7 Planners and Designers versus the Planned and Designed

If, as a consequence of chronesthesia and cognitive planning and design, urban agents are natural planners and designers, resulting in the kind of self-organizing cities discussed above, we need to rethink the definition of ‘urban planner’: What are we to do with the prevalent distinction drawn between professional city planners and designers and the rest of the city’s inhabitants? Theories of urbanism, planning and design as developed since the early twentieth century tend to treat planning and design as external interventions in an otherwise spontaneous urban process. The structure of cities, according to this view, is seen as an outcome of bottom-up spontaneous processes, on the one hand, and top-down planning and design interventions, on the other. Bottom-up planning or design processes in cities are rarely qualified as ‘design’ or ‘planning’. Notions such as “organic cities” or “unplanned cities” thus refer to exceptions that in fact prove the rule. This perception of planning and design typifies also most CTC, for which the central question is how to plan and design cities in light of their nature as self-organizing systems.

Our own studies about the complexity of cities in relations to planning and design take a different view. We propose that, due to the property of nonlinearity that characterizes the city as a complex system, the planning or design action of a single non-professional urban agent, planner or designer (such as any inhabitant of the city) often affects the city much more than the plans and designs of professional planners—the city’s official planning team. The cases of lofts and closed balconies discussed above are prominent examples. Taken in conjunction with the view that urban agents are natural planner and designers, we see each urban agent as a planner or designer at a certain scale, while the urban dynamics as a whole are essentially the product of ongoing interaction between a large number of urban agents at various scales (for further discussion see: Portugali 2011, Chap. 15). This non-linear view of how the complexity of the city is continually produced removes the distinction between bottom-up urban agents’ behavior and top-down planning and design intervention.

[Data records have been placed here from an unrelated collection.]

PR #20, opened 2015-10-01
Mappings

junegunn:
Not sure about this. Seems almost useless.

### DIFF
--- a/README.md
+++ b/README.md
@@ -66,6 +66,7 @@ Commands
 | `Commits`        | Git commits (requires [fugitive.vim][f])                                  |
 | `BCommits`       | Git commits for the current buffer                                        |
 | `Commands`       | Commands                                                                  |
+| `Maps`           | Normal mode mappings                                                      |
 | `Helptags`       | Help tags <sup id="a1">[1](#helptags)</sup>                               |
 
 - Most commands support `CTRL-T` / `CTRL-X` / `CTRL-V` key
@@ -103,6 +104,10 @@ Mappings
 
 | Mapping                            | Description                               |
 | ---                                | ---                                       |
+| `<plug>(fzf-maps-n)`               | Normal mode mappings                      |
+| `<plug>(fzf-maps-i)`               | Insert mode mappings                      |
+| `<plug>(fzf-maps-x)`               | Visual mode mappings                      |
+| `<plug>(fzf-maps-o)`               | Operator-pending mappings                 |
 | `<plug>(fzf-complete-word)`        | `cat /usr/share/dict/words`               |
 | `<plug>(fzf-complete-path)`        | Path completion using `find` (file + dir) |
 | `<plug>(fzf-complete-file)`        | File completion using `find`              |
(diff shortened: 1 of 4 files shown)


netei:
What does it add ?

junegunn:
List of normal mode mappings. But I'm pretty sure I'll never going use it. The only purpose of the command is to showcase (/ brag about) what's possible with fzf.

netei:
I kind of like that idea, to be able to find quickly to which mapping an action is bound, if you tend to forget.

tweekmonster:
I definitely would use this.  I was just thinking about how much I really hate the more-prompt and how unsearchable it is.  Maybe it could be a general function that takes an exec string, arguments for formatting the results, and a callback for dealing with the selection.

Something like: `fzf#vim#execute('let g:')` or a command `FZFExec 'nmap'`

netei:
I like the idea of general function of @tweekmonster

junegunn:
Well actually I'm considering a different approach, `<plug>` map for each mode.

```vim
nmap <leader>? <plug>(fzf-maps-n)
xmap <leader>? <plug>(fzf-maps-x)
omap <leader>? <plug>(fzf-maps-o)
```

Then we can do something like follows:

- `y` - I'm going to yank some ..
- (wait, what was the text object?)
- `<leader>?`
- fzf shows operator-pending maps and you choose one
- yanked!

Or,

- (what was the mapping from vim-commentary?)
- `<leader>?`
- fzf now shows normal mode maps, you select `gc`
- `<leader>?` again
- Pick a text object and the region is commented out

khalidchawtany:
I would love to have this functionality available :+1:

junegunn:
I was thinking it would be much useful if it can show not only custom mappings but also the builtin key bindings. As far as I know, we have to parse relevant sections in `:help index.txt` to do that. (actually it is what `:Commands` currently does)

junegunn:
Merged to master. I'm trying out the following config

```vim
nmap <leader><tab> <plug>(fzf-maps-n)
xmap <leader><tab> <plug>(fzf-maps-x)
omap <leader><tab> <plug>(fzf-maps-o)
```

khalidchawtany:
Is there any way to narrow down the results to the ones that are usable in the current context, like it's in **SpaceMacs**?
For example I have pressed ```di``` and I want to know the mapping for fold text-object. I want to see only stuff which can be used in this context. Some mappings become irrelevant after ```di``` is pressed.

junegunn:
To do that, we'll have to define operator-pending maps for all possible key strokes. I'm not sure if there's a better approach at the moment.

khalidchawtany:
Actually, I have no idea how this can be implemented. However, with context-aware completion this will become super-useful and extra awesome ;)

junegunn:
To be honest, I don't see the point of it. I should know the mapping by heart if I actually use it enough. Not remembering it usually means that I don't use it frequently and I just don't need it. I like to keep it simple and do not like having unused mappings around. My muscle memory knows the mappings that I actually use and I don't need any visual help every time I press the keys. To me it's just annoying and it's the same reason I don't use any fancy, flickering statusline plugins.

khalidchawtany:
Its great as it's. Thanks

junegunn:
Thanks. It's just how I like my editor to be and I wouldn't be surprised if others like it and find it useful. Nothing wrong with it. But anyway, implementing it with the current version of vim will be non-trivial and most likely end up being a huge pile of hack.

8 Toward a Unified Field of Study

So, what makes cities complex? The answer to this question is simple: urban agents. These urban agents have specific cognitive capabilities—they are mental time travelers—and thus natural planners and designers, making cities complex, or rather, dually complex environments. The conjunction between complexity, cognition, planning and design discussed in this paper indicates a potential for the emergence of a new field of study in which planning and design are not external interventions in an otherwise spontaneous and complex urban process, but rather integral elements in its dynamics.